Por cierto, el que crea que se trabaja menos con la consulta telefónica es que no ha trabajado en atención primaria y habla sin saber

 

José Luis Quintana, médico de familia.

 


Una gran escalada o más por menos

marzo 21, 2011

Si les digo que hay una empresa japonesa (mi más sincero apoyo a todos los que están sufriendo allí) que ha aumentado su actividad en un 447% en 9 años, es decir, a un 49% anual, ¿qué me dirían? Pues eso, que es algo increíble, pero que… son japoneses.

Pero no, señoras y señores, hay una empresa española que lo ha hecho y, para colmo de lo absurdo, es de “la Pública”, su servicio, como dicen los de rtve. Somos médicos y enfermeras del Servicio Madrileño de Salud y voy a decirles algo más: a coste cero, sin incremento de los salarios o de las horas de trabajo, que en la pública no se cobran a precio de controlador aéreo; peor aún, por la crisis, incluso hemos mejorado nuestra productividad a costa de bajarnos el sueldo :-(. Me estoy refiriendo al control del tratamiento de anticoagulación oral (TAO), vamos… “el Sintrom”, que se inició en nuestro centro en 2002. Miren el gráfico y lo comprenderán.

Gráfico de las visitas anuales por control de Sintrom

Visita anuales al centro de salud para el control del TAO

Ya he dicho en otras ocasiones que la información es poder, por eso no quieren que seamos dueños de nuestros propios datos, ni nuestros gestores, ni muchos de nuestros compañeros (que de todo hay en la viña del Señor). Pero nosotros todavía podemos sacar algo de lo que producimos (en información) para consumo propio.

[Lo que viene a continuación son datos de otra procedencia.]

PR #37222, opened 2026-03-20
Add conveniences and reduce public types of InternalOptions API

alllex:
Make `InternalFlag`, `IntegerInternalOption`, and `StringInternalOption` package-private so that all interaction with internal options goes through the `InternalOptions` interface.

Callers now declare options via factory methods (`InternalOptions.ofBoolean`, `ofInt`, `ofString`, `ofStringOrNull`) and read values via typed accessors (`getBoolean`, `getInt`, `getString`, `getStringOrNull`, `getValue`) instead of constructing concrete subtypes and calling `getOptionValue(...).get()`.

Users of the interface in Java now get the same conveniences as previously only the Kotlin code had.

### DIFF
--- a/platforms/core-runtime/build-operations-trace/src/main/java/org/gradle/internal/operations/trace/BuildOperationTrace.java
+++ b/platforms/core-runtime/build-operations-trace/src/main/java/org/gradle/internal/operations/trace/BuildOperationTrace.java
@@ -186,7 +186,7 @@ public class BuildOperationTrace implements Stoppable {
 
     @Nullable
     private static Path resolveBasePath(InternalOptions internalOptions, File userActionRootDir) {
-        String basePath = internalOptions.getOptionValue(TRACE_OPTION).get();
+        String basePath = internalOptions.getValueOrNull(TRACE_OPTION);
         if (basePath == null || basePath.equals("false")) {
             return null;
         }
@@ -197,7 +197,7 @@ public class BuildOperationTrace implements Stoppable {
 
     @Nullable
     private static Set<String> getFilter(InternalOptions internalOptions) {
-        String filterProperty = internalOptions.getOptionValue(FILTER_OPTION).get();
+        String filterProperty = internalOptions.getValueOrNull(FILTER_OPTION);
         if (filterProperty == null) {
             return null;
         }
--- a/platforms/core-runtime/build-option/src/main/java/org/gradle/internal/buildoption/InternalOptions.java
+++ b/platforms/core-runtime/build-option/src/main/java/org/gradle/internal/buildoption/InternalOptions.java
@@ -42,6 +42,16 @@ public interface InternalOptions {
      * Resolves non-null value for the given option.
      */
     default <T> T getValue(InternalOption<T> option) {
+        T value = getOptionValue(option).get();
+        // The compiler ensures `InternalOption<@Nullable Type>` can't be passed, but the IDE can't see it and complains
+        assert value != null : "Option '" + option.getPropertyName() + "' is expected to have a non-null value, but was null";
+        return value;
+    }
+
+    /**
+     * Resolves nullable-value for the given option.
+     */
+    default <T extends @Nullable Object> T getValueOrNull(InternalOption<T> option) {
         return getOptionValue(option).get();
     }
 
--- a/platforms/software/dependency-management/src/main/java/org/gradle/api/internal/artifacts/transform/DefaultTransformInvocationFactory.java
+++ b/platforms/software/dependency-management/src/main/java/org/gradle/api/internal/artifacts/transform/DefaultTransformInvocationFactory.java
@@ -147,7 +147,7 @@ public class DefaultTransformInvocationFactory implements TransformInvocationFac
     }
 
     private boolean isCachingDisabledByProperty(Transform transform) {
-        String experimentalProperty = internalOptions.getOptionValue(CACHING_DISABLED_PROPERTY).get();
+        String experimentalProperty = internalOptions.getValueOrNull(CACHING_DISABLED_PROPERTY);
         if (experimentalProperty != null) {
             if (experimentalProperty.isEmpty() || experimentalProperty.equals("true")) {
                 return true;
--- a/platforms/core-runtime/build-option/src/test/groovy/org/gradle/internal/buildoption/DefaultInternalOptionsTest.groovy
+++ b/platforms/core-runtime/build-option/src/test/groovy/org/gradle/internal/buildoption/DefaultInternalOptionsTest.groovy
@@ -197,6 +197,39 @@ class DefaultInternalOptionsTest extends Specification {
 
     //endregion
 
+    //region getValueOrNull
+
+    def "getValueOrNull resolves value for #optionType option"() {
+        sysProps["org.gradle.internal.prop1"] = sysProp
+
+        expect:
+        options.getValueOrNull(option) == result
+
+        where:
+        optionType | sysProp | option                                                        | result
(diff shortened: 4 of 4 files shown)


alllex:

platforms/core-configuration/configuration-cache/src/main/kotlin/org/gradle/internal/cc/impl/initialization/ConfigurationCacheStartParameter.kt
ov7a: 💅 Should it be renamed to `internalOptions`?

platforms/core-runtime/build-operations-trace/src/main/java/org/gradle/internal/operations/trace/BuildOperationTrace.java
```diff
@@ -188,7 +186,7 @@ public BuildOperationTrace(File userActionRootDir, InternalOptions internalOptio
 
     @Nullable
     private static Path resolveBasePath(InternalOptions internalOptions, File userActionRootDir) {
-        String basePath = internalOptions.getOption(TRACE_OPTION).get();
+        String basePath = internalOptions.getOptionValue(TRACE_OPTION).get();
```
ov7a: 🤔 Shouldn't it be `getString`?

platforms/core-runtime/build-option/src/main/java/org/gradle/internal/buildoption/DefaultInternalOptions.java
```diff
@@ -28,7 +28,7 @@ public DefaultInternalOptions(Map<String, String> properties) {
     }
 
     @Override
-    public <T extends @Nullable Object> Option.Value<T> getOption(InternalOption<T> option) {
+    public <T extends @Nullable Object> Option.Value<T> getOptionValue(InternalOption<T> option) {
```
ov7a, line 31: 🤔 I think there's a term overload here.
First time I read this, I saw `.getOptionValue(..).get()` and thought it was an optional value.

It feels that `getOption().get()` or  `getOption().getValue()` reads better. Maybe even `getConfiguredOption().getValue()`

platforms/core-runtime/build-option/src/main/java/org/gradle/internal/buildoption/InternalOptions.java
```diff
@@ -25,8 +25,101 @@
  */
 @ServiceScope({Scope.CrossBuildSession.class, Scope.BuildTree.class})
 public interface InternalOptions {
+
+    /**
+     * Resolves the value of a given option, allowing to determine whether it was set explicitly.
+     */
+    <T extends @Nullable Object> Option.Value<T> getOptionValue(InternalOption<T> option);
```
ov7a, line 32: 🤔 Should this even be exposed, given a bunch of helpers below?

platforms/software/dependency-management/src/main/java/org/gradle/api/internal/artifacts/transform/DefaultTransformInvocationFactory.java
```diff
@@ -147,7 +147,7 @@ private ProjectInternal determineProducerProject(TransformStepSubject subject) {
     }
 
     private boolean isCachingDisabledByProperty(Transform transform) {
-        String experimentalProperty = internalOptions.getOption(CACHING_DISABLED_PROPERTY).get();
+        String experimentalProperty = internalOptions.getOptionValue(CACHING_DISABLED_PROPERTY).get();
```
ov7a: 💅 Should it be `getString`?

platforms/core-configuration/configuration-cache/src/main/kotlin/org/gradle/internal/cc/impl/initialization/ConfigurationCacheStartParameter.kt
alllex: This seems like a reasonable drive-by improvement 👍

platforms/core-runtime/build-option/src/main/java/org/gradle/internal/buildoption/InternalOptions.java
alllex: Yes, because we have internal options that represent a more involved abstraction. See `InvocationScenarioParameter`

platforms/core-runtime/build-option/src/main/java/org/gradle/internal/buildoption/DefaultInternalOptions.java
alllex: The `Option.Value` abstraction is shared between internal options and public build options. Renaming `get()` to `getValue()` there would significantly extend the scope of change in this PR. I'd like to avoid that.

I chose the `getOptionValue()` name because it directly corresponds with the `Option.Value` type that has been around for a while. If anything, I think it's more straightfoward this way.

However, even in the longer term, I don't see a great need to rename `get()` to `getValue()`. In the majority of cases for internal options one of the helpers should be used, that does unwrapping for you. For the public build options we usually don't have generically named accessors, and instead name then after the feature, like `configurationCache` here:
https://github.com/gradle/gradle/blob/a7f7ee579899bd5150d28a79f740d37012a2671e/platforms/core-runtime/start-parameter/src/main/java/org/gradle/api/internal/StartParameterInternal.java#L171

---

@ov7a , If we are not going to rename `get()` to `getValue()`, would you still insist on renaming `getOptionValue()` to something else?

platforms/core-runtime/build-operations-trace/src/main/java/org/gradle/internal/operations/trace/BuildOperationTrace.java
alllex: The `InternalOptions.getString()` method is for ad-hoc properties, while `TRACE_OPTION` is already defined as an `InternalOption` field. The types don't match.

However, we also can't use `internalOptions.getValue()` here, because the trace option is nullable.

Your comment made me realize we are actually missing `getValueOrNull` for symmetry 🙏

platforms/core-runtime/build-option/src/main/java/org/gradle/internal/buildoption/DefaultInternalOptions.java
ov7a: Hmm. 

What about just `getValue()`? Since it will be called as `internalOptions.getValue(...)`  most of the time, IIUC?

alllex: The `getValue()` is already a method that unwraps `Option.Value`. Then we'd have to rename it to something else.

I've also just added `getValueOrNull(option): T?` that unwraps nullable values. We'd need a better name for it as well.

Overall, I think we'd mostly use the helper methods, so it's better to have the current `getValue(option): T` method with a short and sweet name, rather than renaming `getOptionValue()` to that name.

platforms/core-runtime/build-operations-trace/src/main/java/org/gradle/internal/operations/trace/BuildOperationTrace.java
ov7a: It was confusing at first, but I get it now. The asymmetry between (`getValue(definedOption)` vs `getString("adhoc option name")` ) is annoying. Given the limited number of types (string, boolean, and int), I'd like to either use plain types everywhere or introduce `getValue<Type>("adhoc option")` for symmetry (not sure if the Java type system is powerful enough to handle that, though).

But I also don't think it should be a blocker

Tenemos la posibilidad de conocer qué episodios de la CIAP son los que generan más visitas y establecer un ranking: en 2002, la fibrilación auricular (FA), patología que genera muchas de las indicaciones del TAO, ocupaba el puesto 16 del ranking, con 428 visitas; en el año 2009 ocupó el 5º; y en el 2010 el 9º, con 2043, o sea, que las visitas por FA han aumentado 5 veces en ese periodo.

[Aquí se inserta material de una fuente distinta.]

PR #37226, opened 2026-03-21
Fix some CC-broken tests of native plugins

mlopatkin:


mlopatkin:
@bot-gradle test ACC

platforms/native/language-native/src/integTest/groovy/org/gradle/language/cpp/CppApplicationPublishingIntegrationTest.groovy
```diff
@@ -59,7 +59,7 @@ class CppApplicationPublishingIntegrationTest extends AbstractCppPublishingInteg
                 targetPlatform.set(binary.map { it.compileTask.get().targetPlatform.get() })
                 toolChain.set(binary.map { it.toolChain })
                 installDirectory = layout.projectDirectory.dir("install")
-                lib(configurations.install.filter { it != configurations.install.files[0] })
+                lib(configurations.install.elements.map { (it as List).drop(1) })
```
ov7a, line 62: ❔  Why does the first element need to be dropped here?
Can it be expressed at a higher level somehow?

mlopatkin: > ❔ Why does the first element need to be dropped here? Can it be expressed at a higher level somehow?

It is an executable that is handled separately below - at least, this is my understanding. Given that this is annotated as "HACK", I wouldn't spend time polishing this further.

Solo puedo decir que ha sido gracias a todos los compañeros, médicos, enfermeras y personal administrativo, que trabajan sin reconocimiento para todos, para ustedes, para el público: somos “la Pública”, su Servicio de Salud.

José Antonio González-Posada Delgado, médico de familia

De urgencias

marzo 13, 2011

En nuestro centro, tenemos por costumbre que, cuando las consultas están llenas y algún paciente dice que no puede esperar a citarse con su médico -no le llamamos nunca urgencia, porque en primaria prácticamente no existen- se le valora en la consulta que ese día está designada a tal efecto.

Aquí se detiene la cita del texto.